- _Records for processing_:
PR #828, opened 2025-01-13
Add AutoStopAt to EnvironmentInfo

alex-hempel:
This PR adds AutoStopAt to EnvironmentInfo. 

GitLab environments have a property `auto_stop_at` which is not yet part of EnvironmentInfo in this client.

The file NGitLab/PublicAPI.Unshipped.txt has been updated as well to allow for the new property.

### DIFF
--- a/NGitLab/Models/EnvironmentInfo.cs
+++ b/NGitLab/Models/EnvironmentInfo.cs
@@ -1,4 +1,5 @@
-﻿using System.Text.Json.Serialization;
+﻿using System;
+using System.Text.Json.Serialization;
 
 namespace NGitLab.Models;
 
@@ -21,4 +22,7 @@ public class EnvironmentInfo
 
     [JsonPropertyName("last_deployment")]
     public EnvironmentLastDeployment LastDeployment { get; set; }
+
+    [JsonPropertyName("auto_stop_at")]
+    public DateTime AutoStopAt { get; set;  }
 }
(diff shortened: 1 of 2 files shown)


NGitLab/Models/EnvironmentInfo.cs
```diff
@@ -21,4 +22,7 @@ public class EnvironmentInfo
 
     [JsonPropertyName("last_deployment")]
     public EnvironmentLastDeployment LastDeployment { get; set; }
+
+    [JsonPropertyName("auto_stop_at")]
+    public DateTime AutoStopAt { get; set;  }
```
Toa741: Not very clear from the doc or code from gitlab, but I suppose it could be null? If so, put it as nullable

alex-hempel: Yes, it could be null. I tested with a local build and it works either way, but if this is the preference, I will set it as nullable.

Toa741: I think so, although there are probably a lot of places datetimes are nullable, but not noted as such in NGitLab, I would say that for new additions, it would be preferable using `DateTime?`.

Ok for you @louis-z ?

Toa741:
```suggestion
    public DateTime? AutoStopAt { get; set;  }
```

- _What to produce_:
Down to the last line, retype the entries above exactly.

- _Answer to the problem_:
PR #828, opened 2025-01-13
Add AutoStopAt to EnvironmentInfo

alex-hempel:
This PR adds AutoStopAt to EnvironmentInfo. 

GitLab environments have a property `auto_stop_at` which is not yet part of EnvironmentInfo in this client.

The file NGitLab/PublicAPI.Unshipped.txt has been updated as well to allow for the new property.

### DIFF
--- a/NGitLab/Models/EnvironmentInfo.cs
+++ b/NGitLab/Models/EnvironmentInfo.cs
@@ -1,4 +1,5 @@
-﻿using System.Text.Json.Serialization;
+﻿using System;
+using System.Text.Json.Serialization;
 
 namespace NGitLab.Models;
 
@@ -21,4 +22,7 @@ public class EnvironmentInfo
 
     [JsonPropertyName("last_deployment")]
     public EnvironmentLastDeployment LastDeployment { get; set; }
+
+    [JsonPropertyName("auto_stop_at")]
+    public DateTime AutoStopAt { get; set;  }
 }
(diff shortened: 1 of 2 files shown)


NGitLab/Models/EnvironmentInfo.cs
```diff
@@ -21,4 +22,7 @@ public class EnvironmentInfo
 
     [JsonPropertyName("last_deployment")]
     public EnvironmentLastDeployment LastDeployment { get; set; }
+
+    [JsonPropertyName("auto_stop_at")]
+    public DateTime AutoStopAt { get; set;  }
```
Toa741: Not very clear from the doc or code from gitlab, but I suppose it could be null? If so, put it as nullable

alex-hempel: Yes, it could be null. I tested with a local build and it works either way, but if this is the preference, I will set it as nullable.

Toa741: I think so, although there are probably a lot of places datetimes are nullable, but not noted as such in NGitLab, I would say that for new additions, it would be preferable using `DateTime?`.

Ok for you @louis-z ?

Toa741:
```suggestion
    public DateTime? AutoStopAt { get; set;  }
```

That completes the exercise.